Retype exactly the lines that run from the start of the data to the line holding "text = mongoengine.StringField(max_length=TEXT_POST_MAX_LENGTH)", including both, and only those.

(Dataset entries)
• • •
Issue #70, opened 2012-03-21
Define MongoDB model for posts and comments


mitar:
Define MongoDB model for posts and comments as [MongoEngine](http://mongoengine.org/) document types. We will support link, photo and video post types.

Maybe check [Facebook model definition](https://developers.facebook.com/docs/reference/api/post/) for ideas on what all can be there.

mitar:
Done with #104.

PR #104, opened 2012-04-09
Issue #70, #team2

maticko:
Definition of Post and Comment models - issue #70

### DIFF
--- a/piplmesh/account/models.py
+++ b/piplmesh/account/models.py
@@ -8,7 +8,7 @@ from piplmesh.account import fields
 
 LOWER_DATE_LIMIT = 366 * 120
 
-TEXT_POST_MAX_LENGTH = 500
+MESSAGE_MAX_LENGTH = 500
 COMMENT_MAX_LENGTH = 300
 
 class User(auth.User):
@@ -30,31 +30,31 @@ class Comment(mongoengine.EmbeddedDocument):
 
 class Post(mongoengine.Document):
     """
-    This class defines document type for storing post on our wall.
+    This class defines document type for posts on a wall.
     """
 
     author = mongoengine.ReferenceField('User', required=True)
     created_time = mongoengine.DateTimeField(default=datetime.datetime.now()) 
-    edited_time = mongoengine.DateTimeField()
+    updated_time = mongoengine.DateTimeField()
     comments = mongoengine.ListField(mongoengine.EmbeddedDocumentField(Comment))
 
 class TextPost(Post):
     """
-    This class defines support for posting text in wall posts.
+    This class defines document type for text posts.
     """
 
-    text = mongoengine.StringField(max_length=TEXT_POST_MAX_LENGTH)
+    message = mongoengine.StringField(max_length=MESSAGE_MAX_LENGTH)
 
 class ImagePost(Post):
     """
-    This class defines support for posting images in wall posts.
+    This class defines document type for image posts.
     """
 
     image_path = mongoengine.StringField()
 
 class LinkPost(Post):
     """
-    This class defines support for posting links in wall posts.
+    This class defines document type for link posts.
     """
 
     link_url = mongoengine.URLField()  
--- a/piplmesh/account/models.py
+++ b/piplmesh/account/models.py
@@ -8,8 +8,8 @@ from piplmesh.account import fields
 
 LOWER_DATE_LIMIT = 366 * 120
 
-MESSAGE_MAX_LENGTH = 500
-COMMENT_MAX_LENGTH = 300
+POST_MESSAGE_MAX_LENGTH = 500
+COMMENT_MESSAGE_MAX_LENGTH = 300
 
 class User(auth.User):
     birthdate = fields.LimitedDateTimeField(upper_limit=datetime.datetime.today(), lower_limit=datetime.datetime.today() - datetime.timedelta(LOWER_DATE_LIMIT))
@@ -26,7 +26,7 @@ class Comment(mongoengine.EmbeddedDocument):
 
     created_time = mongoengine.DateTimeField(default=datetime.datetime.now())
     author = mongoengine.ReferenceField(User, required=True)
-    comment = mongoengine.StringField(max_length=COMMENT_MAX_LENGTH)
+    message = mongoengine.StringField(max_length=COMMENT_MESSAGE_MAX_LENGTH)
 
 class Post(mongoengine.Document):
     """
@@ -43,7 +43,7 @@ class TextPost(Post):
     This class defines document type for text posts.
     """
 
-    message = mongoengine.StringField(max_length=MESSAGE_MAX_LENGTH)
+    message = mongoengine.StringField(max_length=POST_MESSAGE_MAX_LENGTH)
 
 class ImagePost(Post):
     """
@@ -58,3 +58,5 @@ class LinkPost(Post):
     """
 
     link_url = mongoengine.URLField()  
+    link_caption = mongoengine.StringField()
+    link_description = mongoengine.StringField()
--- a/piplmesh/account/models.py
+++ b/piplmesh/account/models.py
@@ -23,7 +23,7 @@ class Comment(mongoengine.EmbeddedDocument):
     This class defines document type for comments on wall posts.
     """
 
-    created_time = mongoengine.DateTimeField(default=lambda:datetime.datetime.now())
+    created_time = mongoengine.DateTimeField(default=lambda: datetime.datetime.now())
     author = mongoengine.ReferenceField(User, required=True)
     message = mongoengine.StringField(max_length=COMMENT_MESSAGE_MAX_LENGTH)
 
@@ -33,7 +33,7 @@ class Post(mongoengine.Document):
     """
 
     author = mongoengine.ReferenceField(User, required=True)
-    created_time = mongoengine.DateTimeField(default=lambda:datetime.datetime.now())
+    created_time = mongoengine.DateTimeField(default=lambda: datetime.datetime.now())
     updated_time = mongoengine.DateTimeField()
     comments = mongoengine.ListField(mongoengine.EmbeddedDocumentField(Comment))
 
--- a/piplmesh/account/models.py
+++ b/piplmesh/account/models.py
@@ -24,7 +24,7 @@ class Post(mongoengine.Document):
         This class defines document type for storing post on our wall.
     '''
 
-    author = fields.ReferenceField(User, required=True)
+    author = fields.ReferenceField(User, required=True, reverese_delete_rule=CASCADE)
     created_time = fields.DateTimeField(auto_now_add=True) 
     edited_time = fields.DateTimeField()
 
@@ -54,11 +54,11 @@ class PostComments(Post):
         Adds support for storing comments under each post.
     '''
 
-    comments = fields.ListFields()
+    comments = fields.ListFields(EmbeddedDocumentField(Comment))
 
-class Comment(mongoengine.Document):
+class Comment(mongoengine.EmbeddedDocument):
     '''
-        This class defines document type for comments on wall posts. .
+        This class defines embedded Document type for comments on wall posts. .
     '''
 
     created_time = fields.DateTimeField(auto_now_add=True)
--- a/piplmesh/account/models.py
+++ b/piplmesh/account/models.py
@@ -2,7 +2,6 @@ import datetime
 
 import mongoengine
 from mongoengine.django import auth
-#from mongoengine import Document
 
 from piplmesh.account import fields
 
--- a/piplmesh/account/models.py
+++ b/piplmesh/account/models.py
@@ -30,30 +30,30 @@ class Post(mongoengine.Document):
 
 class TextPost(Post):
     """
-    This class adds support for posting text in wall posts.
+    This class defines support for posting text in wall posts.
     """
 
-    message = fields.StringField(max_langth=TEXT_POST_MAX_LENGTH)
+    text = fields.StringField(max_langth=TEXT_POST_MAX_LENGTH)
 
 class ImagePost(Post):
     """
-    This class adds support for posting images in wall posts. For now we don't support uploading photos.
+    This class defines support for posting images in wall posts.
     """
 
     image_path = fields.StringField()
 
 class LinkPost(Post):
     """
-    This class adds support for posting links in wall posts.
+    This class defines support for posting links in wall posts.
     """
 
     link_url = fields.URLField()  
 
 class Comment(mongoengine.EmbeddedDocument):
     """
-    This class defines embedded Document type for comments on wall posts. .
+    This class defines document type for comments on wall posts.
     """
 
     created_time = fields.DateTimeField(auto_now_add=True)
     author = fields.ReferencedField(User, required=True)
-    text = fields.StringField(max_length = COMMENT_MAX_LENGTH)
+    comment = fields.StringField(max_length=COMMENT_MAX_LENGTH)
--- a/piplmesh/account/models.py
+++ b/piplmesh/account/models.py
@@ -23,16 +23,17 @@ class Post(mongoengine.Document):
     This class defines document type for storing post on our wall.
     """
 
-    author = fields.ReferenceField(User, required=True, reverese_delete_rule=CASCADE)
+    author = mongoengine.ReferenceField('User', required=True)
     created_time = fields.DateTimeField(auto_now_add=True) 
     edited_time = fields.DateTimeField()
+    comments = fields.ListFields(EmbeddedDocumentField(Comment))
 
 class TextPost(Post):
     """
     This class adds support for posting text in wall posts.
     """
 
-    message = fields.StringField(max_langth=MAX_USER_POST_MESSAGE_LENGTH)
+    message = fields.StringField(max_langth=TEXT_POST_MAX_LENGTH)
 
 class ImagePost(Post):
     """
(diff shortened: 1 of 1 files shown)


piplmesh/account/models.py
```diff
@@ -7,10 +7,60 @@
 
 LOWER_DATE_LIMIT = 366 * 120
 
+#Defined maximum post and comment length
```
mitar: I think this comment is useless: constants should be named so that from the name itself it is clear what they do.

Furthermore, we put space after `#`.

piplmesh/account/models.py
```diff
@@ -7,10 +7,60 @@
...
+MAX_USER_POST_MESSAGE_LENGTH = 500
```
mitar: `MAX_USER_POST_MESSAGE_LENGTH` -> `TEXT_POST_MAX_LENGTH` ?

To be consistent.

piplmesh/account/models.py
```diff
@@ -7,10 +7,60 @@
...
     gender = fields.GenderField()
     language = fields.LanguageField()
     
     facebook_id = mongoengine.IntField()
-    facebook_token = mongoengine.StringField(max_length=150)
\ No newline at end of file
+    facebook_token = mongoengine.StringField(max_length=150)
+
+class Post(mongoengine.Document):
+    '''
```
mitar: Use `"""`.

piplmesh/account/models.py
```diff
@@ -7,10 +7,60 @@
...
+        This class defines document type for storing post on our wall.
```
mitar: Don't indent docstring.

piplmesh/account/models.py
maticko: Makes sense so i changed it.

piplmesh/account/models.py
maticko: done

piplmesh/account/models.py
maticko: Fixed.

piplmesh/account/models.py
maticko: Deleted comment.

piplmesh/account/models.py
```diff
@@ -7,10 +7,59 @@
...
+
+class Post(mongoengine.Document):
+    """
+    This class defines document type for storing post on our wall.
+    """
+
+    author = fields.ReferenceField(User, required=True, reverese_delete_rule=CASCADE)
+    created_time = fields.DateTimeField(auto_now_add=True) 
+    edited_time = fields.DateTimeField()
+
```
mitar: Will we allow posts to be edited?

piplmesh/account/models.py
```diff
@@ -7,10 +7,59 @@
...
+    image_path = fields.StringField()
+
+class LinkPost(Post):
+    """
+    This class adds support for posting links in wall posts.
+    """
+
+    link_url = fields.URLField()
+
+class PostComments(Post):
```
mitar: This is not good. Comments will not be posts. I would put comments as list of embeded documents of `Post` document.

mitar: And all types of posts can have comments.

piplmesh/account/models.py
```diff
@@ -7,10 +7,59 @@
...
\ No newline at end of file
+    facebook_token = mongoengine.StringField(max_length=150)
+
+class Post(mongoengine.Document):
+    """
+    This class defines document type for storing post on our wall.
+    """
+
+    author = fields.ReferenceField(User, required=True, reverese_delete_rule=CASCADE)
+    created_time = fields.DateTimeField(auto_now_add=True)
```
mitar: _created_time_ or _create_time_?

piplmesh/account/models.py
```diff
@@ -7,10 +7,59 @@
...
+class PostComments(Post):
+    """
+    Adds support for storing comments under each post.
+    """
+
+    comments = fields.ListFields(EmbeddedDocumentField(Comment))
+
+class Comment(mongoengine.EmbeddedDocument):
+    """
+    This class defines embedded Document type for comments on wall posts. .
```
mitar: Just _This class defines document type for comments on wall posts._

piplmesh/account/models.py
```diff
@@ -7,10 +7,59 @@
...
+    """
+
+    created_time = fields.DateTimeField(auto_now_add=True)
+    author = fields.ReferencedField(User, required=True)
+    text = fields.StringField(max_length = COMMENT_MAX_LENGTH)
```
mitar: No space around `=`.

mitar: _text_ -> _comment_?

piplmesh/account/models.py
```diff
@@ -7,10 +7,59 @@
...
+    author = fields.ReferenceField(User, required=True, reverese_delete_rule=CASCADE)
+    created_time = fields.DateTimeField(auto_now_add=True) 
+    edited_time = fields.DateTimeField()
+
+class TextPost(Post):
+    """
+    This class adds support for posting text in wall posts.
+    """
+
+    message = fields.StringField(max_langth=MAX_USER_POST_MESSAGE_LENGTH)
```
mitar: _message_ -> _text_?

piplmesh/account/models.py
```diff
@@ -7,10 +7,59 @@
...
+
+class ImagePost(Post):
+    """
+    This class adds support for posting images in wall posts. For now we don't support uploading photos.
```
mitar: The second sentence is unnecessary. Put that into TODO if you want. :-)

piplmesh/account/models.py
```diff
@@ -7,10 +7,59 @@
...
+    """
+
+    image_path = fields.StringField()
+
+class LinkPost(Post):
+    """
+    This class adds support for posting links in wall posts.
```
mitar: _adds support_? Or defines?

piplmesh/account/models.py
maticko: After first look of Post fields which facebook uses they have something similar, but I named it wrong. They have updated_time (The time of the last comment on this post) and that might be useful. Should I delete it or rename?

piplmesh/account/models.py
maticko: created_time  ... because it means "The time the post was initially published"

piplmesh/account/models.py
maticko: Fixed.

piplmesh/account/models.py
maticko: Fixed.

piplmesh/account/models.py
maticko: Fixed.

piplmesh/account/models.py
maticko: Fixed.

piplmesh/account/models.py
maticko: Fixed.

piplmesh/account/models.py
```diff
@@ -7,10 +7,53 @@
...
+
+class Post(mongoengine.Document):
+    """
+    This class defines document type for storing post on our wall.
+    """
+
+    author = mongoengine.ReferenceField('User', required=True)
+    created_time = fields.DateTimeField(auto_now_add=True) 
+    edited_time = fields.DateTimeField()
+    comments = fields.ListFields(EmbeddedDocumentField(Comment))
```
mitar: This works? Because `Comment` is defined bellow?

mitar: Shouldn't be `fields.EmbeddedDocumentField` instead of `EmbeddedDocumentField`?

piplmesh/account/models.py
mitar: Yes, `updated_time` is a good idea.

piplmesh/account/models.py
```diff
@@ -7,10 +7,53 @@
...
+    link_url = fields.URLField()  
+
+class Comment(mongoengine.EmbeddedDocument):
+    """
+    This class defines document type for comments on wall posts.
+    """
+
+    created_time = fields.DateTimeField(auto_now_add=True)
+    author = fields.ReferencedField(User, required=True)
+    comment = fields.StringField(max_length=COMMENT_MAX_LENGTH)
```
mitar: Sorry. Let it be `message`, as it is in Facebook.

piplmesh/account/models.py
```diff
@@ -7,10 +7,53 @@
...
+    created_time = fields.DateTimeField(auto_now_add=True) 
+    edited_time = fields.DateTimeField()
+    comments = fields.ListFields(EmbeddedDocumentField(Comment))
+
+class TextPost(Post):
+    """
+    This class defines support for posting text in wall posts.
+    """
+
+    text = fields.StringField(max_langth=TEXT_POST_MAX_LENGTH)
```
mitar: `message`?

piplmesh/account/models.py
```diff
@@ -7,10 +7,53 @@
...
     language = fields.LanguageField()
     
     facebook_id = mongoengine.IntField()
-    facebook_token = mongoengine.StringField(max_length=150)
\ No newline at end of file
+    facebook_token = mongoengine.StringField(max_length=150)
+
+class Post(mongoengine.Document):
+    """
+    This class defines document type for storing post on our wall.
```
mitar: _This class defines document type for posts on a wall._

piplmesh/account/models.py
```diff
@@ -7,10 +7,53 @@
...
+    """
+
+    author = mongoengine.ReferenceField('User', required=True)
+    created_time = fields.DateTimeField(auto_now_add=True) 
+    edited_time = fields.DateTimeField()
+    comments = fields.ListFields(EmbeddedDocumentField(Comment))
+
+class TextPost(Post):
+    """
+    This class defines support for posting text in wall posts.
```
mitar: _This class defines document type for text posts._

piplmesh/account/models.py
```diff
@@ -7,10 +7,53 @@
...
+class ImagePost(Post):
+    """
+    This class defines support for posting images in wall posts.
+    """
+
+    image_path = fields.StringField()
+
+class LinkPost(Post):
+    """
+    This class defines support for posting links in wall posts.
```
mitar: _This class defines document type for link posts._

piplmesh/account/models.py
```diff
@@ -7,10 +7,53 @@
...
+class TextPost(Post):
+    """
+    This class defines support for posting text in wall posts.
+    """
+
+    text = fields.StringField(max_langth=TEXT_POST_MAX_LENGTH)
+
+class ImagePost(Post):
+    """
+    This class defines support for posting images in wall posts.
```
mitar: _This class defines document type for image posts._

mitar:
Just minor things. Otherwise good.

piplmesh/account/models.py
```diff
@@ -7,10 +7,53 @@
...
+    """
+
+    image_path = fields.StringField()
+
+class LinkPost(Post):
+    """
+    This class defines support for posting links in wall posts.
+    """
+
+    link_url = fields.URLField()
```
mitar: Add also `link_caption`, `link_description`?

maticko: Done.

piplmesh/account/models.py
maticko: Fixed.

piplmesh/account/models.py
maticko: Fixed.

piplmesh/account/models.py
maticko: Fixed.

piplmesh/account/models.py
maticko: Fixed.

piplmesh/account/models.py
maticko: changed to _message_ , and i also changed constant name to _MESSAGE_MAX_LENGTH_ to be consistent.

piplmesh/account/models.py
maticko: Here i would keep it as it is... so we can distinguish them from posts.

mitar: The problem is, that you will probably do something like:

```
comment = Comment.objects.get(...)[0]
```

and it is really strange to do then:

```
comment.comment
```

No?

piplmesh/account/models.py
mitar: _POST_MESSAGE_MAX_LENGTH_?

piplmesh/account/models.py
maticko: Fixed. But i used mongoengine.EmbeddedDocumentField.

mitar: Why? It is defined in `fields`, no?

piplmesh/account/models.py
maticko: Ok but then I should change COMMENT_MAX_LENGTH  to COMMENT_MESSAGE_MAX-LENGTH ?

mitar: _COMMENT_MESSAGE_MAX_LENGTH_ you mean? OK, could be.

piplmesh/account/models.py
maticko: comments = fields.ListField(mongoengine.EmbeddedDocumentField(Comment))
AttributeError: 'module' object has no attribute 'ListField

and i gat bunch of errors for other Fields if i use fields.

mitar: OK, because `fields` are not `mongoengine.fields`. :-) Yes, for mongoengine fields use `mongoengine`.

Have you checked if all this really works? `Comment` being referenced before the definition?

piplmesh/account/models.py
```diff
@@ -2,15 +2,61 @@
 
 import mongoengine
 from mongoengine.django import auth
+#from mongoengine import Document
```
mitar: Remove this?

piplmesh/account/models.py
```diff
@@ -2,15 +2,61 @@
...
+    created_time = mongoengine.DateTimeField(default=datetime.datetime.now())
+    author = mongoengine.ReferenceField(User, required=True)
+    message = mongoengine.StringField(max_length=COMMENT_MESSAGE_MAX_LENGTH)
+
+class Post(mongoengine.Document):
+    """
+    This class defines document type for posts on a wall.
+    """
+
+    author = mongoengine.ReferenceField('User', required=True)
```
mitar: Decide, `'User'` or `User`. You use both in `ReferenceField`s.

piplmesh/account/models.py
```diff
@@ -2,15 +2,61 @@
...
-    facebook_token = mongoengine.StringField(max_length=150)
\ No newline at end of file
+    facebook_token = mongoengine.StringField(max_length=150)
+
+class Comment(mongoengine.EmbeddedDocument):
+    """
+    This class defines document type for comments on wall posts.
+    """
+
+    created_time = mongoengine.DateTimeField(default=datetime.datetime.now())
```
mitar: I am not sure if this is OK default. Because it is evaluated on module loading and not when field is used (which can be also multiple times).

maticko: Ok i will check this later.

mitar: TODO.

maticko: this is not working properly... you were right it's time from module loading and not when field is used...
so i will remove this out. We will have to fill this when we are saving post in db...

mitar: This is not true. Read documentation about default values.

mitar: (We do not have to remove it, you just have to fix it.)

maticko: can i do it with custom save fucntion? Otherwise I currently have no idea, how to implement this...

mitar: See those examples:

http://mongoengine.org/docs/v0.4/guide/defining-documents.html#field-arguments

maticko: so just like this: \* created_time = mongoengine.DateTimeField(datetime.datetime.now())\* could be ok?

mitar: Why?

mitar: See examples for default attribute, of course. The one with lambda function. Do you know lambda function?

maticko: Huh I actually never used lambda before so I haven't taught about that. But it's good idea and it works. So i fixed that. What about updated_time?
How do you consider this idea: http://www.b-list.org/weblog/2006/nov/02/django-tips-auto-populated-fields/#c2650

piplmesh/account/models.py
```diff
@@ -7,10 +7,55 @@
...
-    facebook_token = mongoengine.StringField(max_length=150)
\ No newline at end of file
+    facebook_token = mongoengine.StringField(max_length=150)
+
+class Comment(mongoengine.EmbeddedDocument):
+    """
+    This class defines document type for comments on wall posts.
+    """
+
+    created_time = mongoengine.DateTimeField(default=lambda:datetime.datetime.now())
```
mitar: Space after `:`.

piplmesh/account/models.py
```diff
@@ -7,10 +7,55 @@
...
+    author = mongoengine.ReferenceField(User, required=True)
+    message = mongoengine.StringField(max_length=COMMENT_MESSAGE_MAX_LENGTH)
+
+class Post(mongoengine.Document):
+    """
+    This class defines document type for posts on a wall.
+    """
+
+    author = mongoengine.ReferenceField(User, required=True)
+    created_time = mongoengine.DateTimeField(default=lambda:datetime.datetime.now())
```
mitar: Same.

piplmesh/account/models.py
mitar: Leave `updated_time` as it is. We will anyway need code to update it on every change, so it can be also initial change.

mitar: The link above is for relational models. But yes, similar things work. But default is here nicer.

piplmesh/account/models.py
maticko: fixed

piplmesh/account/models.py
maticko: Fixed.

PR #105, opened 2012-04-09
Pull request for Issue#42, Team 1

NejcZupec:
Now when user login, he is redirected back from where he came.


piplmesh/account/templates/login.html
```diff
@@ -12,6 +12,7 @@
                 {% csrf_token %}
                 {{ form.as_p }}
                 <p><button type="submit" class="auth_button" value="value">{% trans "Login" %}</button></p>
+                <input type="hidden" name="next" value="{{ next }}" />
```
• • •
__Solution for this task__
Issue #70, opened 2012-03-21
Define MongoDB model for posts and comments


mitar:
Define MongoDB model for posts and comments as [MongoEngine](http://mongoengine.org/) document types. We will support link, photo and video post types.

Maybe check [Facebook model definition](https://developers.facebook.com/docs/reference/api/post/) for ideas on what all can be there.

mitar:
Done with #104.

PR #104, opened 2012-04-09
Issue #70, #team2

maticko:
Definition of Post and Comment models - issue #70

### DIFF
--- a/piplmesh/account/models.py
+++ b/piplmesh/account/models.py
@@ -8,7 +8,7 @@ from piplmesh.account import fields
 
 LOWER_DATE_LIMIT = 366 * 120
 
-TEXT_POST_MAX_LENGTH = 500
+MESSAGE_MAX_LENGTH = 500
 COMMENT_MAX_LENGTH = 300
 
 class User(auth.User):
@@ -30,31 +30,31 @@ class Comment(mongoengine.EmbeddedDocument):
 
 class Post(mongoengine.Document):
     """
-    This class defines document type for storing post on our wall.
+    This class defines document type for posts on a wall.
     """
 
     author = mongoengine.ReferenceField('User', required=True)
     created_time = mongoengine.DateTimeField(default=datetime.datetime.now()) 
-    edited_time = mongoengine.DateTimeField()
+    updated_time = mongoengine.DateTimeField()
     comments = mongoengine.ListField(mongoengine.EmbeddedDocumentField(Comment))
 
 class TextPost(Post):
     """
-    This class defines support for posting text in wall posts.
+    This class defines document type for text posts.
     """
 
-    text = mongoengine.StringField(max_length=TEXT_POST_MAX_LENGTH)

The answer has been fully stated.